# I have a 18 h/p Briggs and Stratton L head



## Rightcowboy (Aug 29, 2018)

I can't get it to run I did get it to run the other day one time and then I couldn't get it to ever start again I've changed the spark plugs the coil put new gas line in it put a fuel pump on it clean the carburetor cleaned out the fuel tank I checked sheer key to make sure it wasn't sheered or partillpa sheered. It will turn over but won't start then puffs.


----------



## Rightcowboy (Aug 29, 2018)

I think it's on a Craftsman mower but I'm not sure the whole body was painted when I got it


----------



## Guest (Sep 1, 2018)

Hello and welcome to the Tractor Forum.
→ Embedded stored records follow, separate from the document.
Issue #365, opened 2018-02-15
Invalid style number causes Excel 2016 warning


kirkov:
Hi,

I'm using the stream file builder to build the spreadsheet. It works fine on Numbers (Mac) but Excel 2016 (Windows) complains about it the file being broken. I've tracked down the error to be that each cell references an invalid style number.

```
<c r="E2" t="inlineStr" s="2">
...
</c>
```
![image](https://user-images.githubusercontent.com/239877/36270406-eca9cce8-127b-11e8-9a8a-4839389b955c.png)

Each cell references style number 2, but I guess since the `s="NUMBER"` is zero indexed, it should be 1.

If I manually change the values to 1, it works.

This is the line that writes the style number:
https://github.com/tealeg/xlsx/blob/31d1ae382fc11921c2fdc0f8a28f1157b2485b50/stream_file.go#L94

I can do a PR for this but found it odd no one else had this issue.

ryho:
It's not unlikely that this is an issue. I wrote the streaming portion pretty recently and I only use it to force every cell to be a string. I'd be glad to review a PR if you made one.

cauli:
I'm also having the exact same problem. 
Reading the file works fine on Numbers and LibreOffice (Mac), but it complains on Excel (Windows).
The project itself (`tealeg/xlsx`) cannot open the binary with `xlsx.OpenBinary( ... )`, it errors with `index out of range`. 

@kirkov Thanks for looking into this problem. I'll make a PR

pandanrain:
@cauli  thank u. I have tried it works well

alicebob:
Thanks for the suggested fix. It's still `1` on master :(

This is a minimal testcase:

```
package main

import (
    "bytes"

    "github.com/tealeg/xlsx"
)

func main() {
    buf := &bytes.Buffer{}
    f := xlsx.NewStreamFileBuilder(buf)
    ctype := xlsx.CellTypeString
    if err := f.AddSheet(
        "messages",
        []string{"foo", "bar"},
        []*xlsx.CellType{&ctype, &ctype},
    ); err != nil {
        panic(err)
    }

    stream, err := f.Build()
    if err != nil {
        panic(err)
    }
    stream.WriteAll([][]string{
        {"row1a", "row1b"},
    })
    stream.Close()

    if _, err = xlsx.OpenBinary(buf.Bytes()); err != nil {
        panic(err)
    }
}
```

PR #463, opened 2019-07-26
Fix of "Invalid style number causes Excel 2016 warning" #365 

melehin:
A file created by NewStreamFileBuilder opens without recovery messages (in my case via MS One Drive) after this fix.
And this test case works well (without **panic: runtime error: index out of range**)
```
package main

import (
    "bytes"

    "github.com/tealeg/xlsx"
)

func main() {
    buf := &bytes.Buffer{}
    f := xlsx.NewStreamFileBuilder(buf)
    ctype := xlsx.CellTypeString
    if err := f.AddSheet(
        "messages",
        []string{"foo", "bar"},
        []*xlsx.CellType{&ctype, &ctype},
    ); err != nil {
        panic(err)
    }

    stream, err := f.Build()
    if err != nil {
        panic(err)
    }
    stream.WriteAll([][]string{
        {"row1a", "row1b"},
    })
    stream.Close()

    if _, err = xlsx.OpenBinary(buf.Bytes()); err != nil {
        panic(err)
    }
}
```

_Originally posted by @alicebob in https://github.com/tealeg/xlsx/issues/365#issuecomment-506320321_


alicebob:
Great, thanks!

alicebob:
I just tried this branch to generate a document with a few columns and 500K rows, worked great in google docs. Thanks, @melehin!

alicebob:
Hi @ryho, sorry to bother you directly, but this PR fixes the issue I have with producing streaming output. Is there anything you need before you can merge it?

zkanda:
Ping @ryho, would be good if we can merge this.

PR #465, opened 2019-08-05
Added func and procedure to get non-builtin style format

dgrr:
Hello,

I was having an issue with Date formats when the date format wasn't specified in the built-in formats. Diving into your package I realize you weren't using the non-builtin formats. This pull request is intended to add this feature.

Thanks.


dgrr:
What  I should do to recover the coverage? More tests or what?

PR #85332, opened 2022-03-24
[ML] Null out deployment stats fields that have not been used

davidkyle:
When inference has not been used on a node in a trained model deployment certain fields in the deployment stats response should not be set. 

Last access time was incorrectly being reported as Epoch 0 seconds and Average Inference time last period was 0.0 when it should be null if it has not been used. 

Non issue as this fixes a regression that has not been released yet.

PR #85436, opened 2022-03-29
[ML] Fix missing deployment stats peak throughput field

davidkyle:
In an edge case `peak_throughput_per_minute` was not being returned even if the stat could be calculated for the last bucket.

Follow up to #85332


dimitris-athanasiou (approved):
LGTM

We have some very knowledgeable and experienced members and although I cannot help with your small engine, I'm sure one or more of the members will help.

Here's your invitation to put your tractor in the Showcase (located under the TRACTOR button at the top of the page). A perk is that if you add your tractor to the Showcase, it becomes instantly eligible to be entered in our monthly tractor contest, in progress right now. Please be sure to add your vote for October's Tractor of the Month, which is found on the main Forum menu as the fourth category, listed as "Tractor of the month". The poll will start shortly and will be at the top of the page. Thank you for your vote, and again, welcome to The Tractor Forum!


----------



## Rightcowboy (Aug 29, 2018)

Graysonr said:


> Hello and welcome to the Tractor Forum. We have some very knowledgeable and experienced members and although I cannot help with your small engine, I'm sure one or more of the members will help.
> 
> Here's your invitation to put your tractor in the Showcase (located under the TRACTOR button at the top of the page). A perk is that if you add your tractor to the Showcase, it becomes instantly eligible to be entered in our monthly tractor contest, in progress right now. Please be sure to add your vote for October's Tractor of the Month, which is found on the main Forum menu as the fourth category, listed as "Tractor of the month". The poll will start shortly and will be at the top of the page. Thank you for your vote, and again, welcome to The Tractor Forum!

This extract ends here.